6. 2D TOBSY Prozessparameter sind: QSINE = 2 Fenster-Funktion in beiden Dimensionen, FT mit 2k Punkte in der direkten Dimension und Null-Füllung auf 1k in der zweiten Dimension, Phasenkorrektur in beiden Dimensionen und Baseline-Korrektur in der zweiten Dimension.
7. Produzieren Sie das 2D-Spektren mit Sparky Programm (TD Goddard und DG Kneller, SPARKY 3, USCF, http://www.cgl.ucsf.edu/home / sparky /)
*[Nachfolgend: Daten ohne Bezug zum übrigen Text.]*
PR #207, opened 2020-10-28
remove RUNNING Q PENDING thread locals from actix-rt

### LINKED ISSUE #205: Contention in arbiter code
Disclaimer: I understand very little about how this works.

I'm using actix_web for my app and it works fabulously most of the time, thank you for working on it. My app is doing ~150krps from thousands of concurrent clients while burning half of a single 32 core Zen2 VM in GCP.

The issue I'm having is that sometimes my app would enter a state where all CPUs are burning mostly in scheduling code, while barely accepting any client connections and making health checks unhappy. Number of open file descriptors quickly blows well over a million and memory balloons over 32GB (mostly not RSS, but also not SLAB, so I'm quite bamboozled there too), when normally it's well under under 8GB.

Here's how an on-CPU flamegraph looks like (there's Kafka on the right, it's safe to ignore it):

image

At the top we're looking at mostly `try_read_output` doing most of the work:

image

Zoomed into the left pillar:

image

Zoomed into the right pillar:

image

One thing that helps here is not allowing clients to reuse connections, which keeps number of open files in check, but also cripples throughput. I have two services in a single app (client facing an metrics), and metrics is accessible just fine when client facing is suffering. Same happens when I replace client facing code with a service that just replies with 200 OK without doing anything.

Compare this to a flamegraph in a steady state (purple is `try_read_output`):

image

It's not exactly great with respect to spinlock contention in kernel networking code on the right (I suspect it's actix related, but it's not something I had time to confirm or worry about), but the problematic pillars are much narrower and they are not as exclusive to `try_read_output`, there are some other cpu consumers in them as well.

### LINKED ISSUE #206: Consider remove RUNNING, Q and PENDING thread locals from actix-rt
For now every `actix_rt::spawn` would go through these thread locals. 
This brings up several questions:

1. We check `RUNNING` and if it's false we box the future and push it to `Q`. This seems only useful when we want to spawn futures before tokio runtime setup but interanlly we can totally aviod that. Is it useful in user code? 

2. Whenever a future is spawned we push it's `JoinHandle` to `PENDING` and if `PENDING` goes large enough we would actively poll these handles and remove the resolved ones. This seems useful but what if user have a stream oriented endpoint that would spawn a long live future with every incoming request. Wouldn't that make `PENDING` grows very big and we would poll them all once with every new spawn?

3. `PENDING` is also used for `Arbiter::local_join` for clearing all pending futures by wait for them to resolve. This features is kind useful but I can't find anywhere we use it. I serached actix and actix-web repo and it's no where to be found.

fakeshadow:
## PR Type

Bug Fix

## PR Checklist

## Overview
These thread locals are either outdated or are slowing down actix-rt when it's under heavy work load with long live streams. I have a feeling there are more issues related to it besides the issues mentioned.

This PR would break both actix-web and actix.

Closes #205 
Closes #206


actix-rt/src/lib.rs
```diff
@@ -1,6 +1,5 @@
 //! A runtime implementation that runs everything on the current thread.
-#![deny(rust_2018_idioms, warnings)]
```
robjtede, line 2: leave the idioms in, pls

fakeshadow: ok. would do

robjtede: sorry i meant just idioms, deny(warnings) is bad

fakeshadow: ok. I didn't think when adding it back. would remove it later

robjtede:
Did we ever get the bottom of the local_join situation. It was added so must have a valid use case. Is there an alternative in this PR?

fakeshadow:
I didn't find any usage of it in actix and actix-web.It could be used in user code so I would expect breaking.
 
Polling large amount of join handle at the same time is considerde harmful with the budget system so we should not doing that.
If we want to keep the feature we need a background future to recycle the join handles peroidicly or return join handle with spawns and users can collect the handles in use code.(Not all spawns can be collected though)

fakeshadow:
Re add `Arbiter::local_join`. `JoinHandle` of spawned tasks are pushed to `futures::stream::FuturesUnordered`. With every `actix_rt::spawn` or `Arbiter::send` we would also unconditionally poll `FuturesUnordered` once.

This would save some cost from constant polling all join handles. But in return it would also leak some join handles in the long run. Additional logic for polling multiple times could help on this issue but it's hard to tell how many polling is done for certain join handles and it would be very easy to overshoot above the coop buget.

actix-rt/src/runtime.rs
```diff
@@ -84,7 +88,7 @@ impl Runtime {
     /// complete execution by calling `block_on` or `run`.
     pub fn block_on<F>(&mut self, f: F) -> F::Output
     where
-        F: Future + 'static,
+        F: Future,
```
robjtede, line 91: Can we get a test case set up to prevent regression.

actix-rt/CHANGES.md
```diff
@@ -6,6 +6,19 @@
 
 * Add `System::attach_to_tokio` method. [#173]
 
+### Changed
+
+* Remove `'static` lifetime requirement for `Runtime::block_on` and `SystemRunner::block_on`. 
+  Remove `'static` lifetime requirement for `System::run`. 
+  Deprecate `Arbiter::is_running` and `Arbiter::local_join`.
```
robjtede, line 13: Local join no longer deprecated.

actix-rt/src/runtime.rs
fakeshadow: I have one test for this added in the tokio 0.3 pr. I would copy/paste it here.

fakeshadow:
Added test for non static block_on.
Also add an not very aggressive recycle function for join handles. 
The goal is to keep the totall poll time for every spwan below 128 times. I don't have evidence that this would limit the resource comsumption and it's based on a guess.

fakeshadow:
I still keen to remove the local_join function.

The reason is that it's in general is against the zero cost nature and force an extra cost on everyone no matter they use it or not. And the cost is higher when you have a high workload while being little when your app sits doing nothing.

The current setting means for anyone has more than 64 concurrent spawn tasks running for long time.(SSE, Ws or other background tasks) would pay for extra 64 - 128 polls on the executor with every new spawned tasks.

On the other hand the benefit is little to non. A function which is not used at all in any actix repo. (I doubt people use it in actix-web much either. As it's called on Arbiter which is mostly an actix feature. You have access to Arbiter in actix-web but it's not like there is feature you need it for.)

It's also worth to adding that actix-web's graceful shutdown server wait for every spawned http request finish and only drop the user spawned tasks without waiting on them. Which means user can collect join handles they want to wait for manually and wait on them.

That said my test from this PR has noticeable lower overhead than the current implementation so it could be an acceptable middle ground.

robjtede:
I'm not opposed to dropping the function but it was added by @Jonathas-Conceicao presumably for some use case. I'd really like to get clarity on what it was added for.

Maybe (a big maybe) it could be behind a crate feature flag.

robjtede (approved):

Teil 5: Repräsentative Spectra von Live Drosophila melanogaster Flies

Die oben beschriebenen Verfahren erlauben eine reproduzierbare Spektren von lebenden Drosophila melanogaster Fliegen zu sammeln. Abbildungen 2 und 3 zeigen repräsentative MR-Spektren in Wildtyp-(wt) Oregon-R erworben Fliegen. Abbildung 2 zeigt 1D ¹ H HR-MAS-Spektren CPMG. Auftraggeber Lipidkomponenten [C H ₃ (0,89 ppm), (C H ₂₎ n (1,33 ppm), C H ₂ C-CO (1.58ppm), C H ₂ C = C (2,02 ppm), C H ₂ C = O (2,24 ppm), C H = C H (5,33 ppm)], Glycerin (1,3-C H 4,10 ppm und 4,30 ppm; _2-CH 2 5,24 ppm), und kleine Metaboliten: β-Alanin (β-Ala wurden 2,57 ppm), Acetat (Ac, 1,97 ppm), phosphocholin (PC, 3,22 ppm) und phophoetanolamine (PE, 3.23ppm) erkannt und zugeordnet in Übereinstimmung mit früheren Berichten 4, 5. Signale bei 2,02 ppm wurden Methylenprotonen der C H2-CH = CH-Einheit von einfach ungesättigten Fettsäuren (zB Palmitoleinsäure) zugeordnet. Die ungesättigten Säuren wurden durch ein Signal am 5,33 ppm durch Protonen der-CH = CH-Einheit produziert identifiziert. Kleine Metaboliten, die nicht zugeordnet werden konnten oder nicht sichtbar waren mit dem 1D-Spektrum wurden unter Verwendung von ^{2D-1 H-1} H TOBSY HR-MAS (siehe Abbildung 3).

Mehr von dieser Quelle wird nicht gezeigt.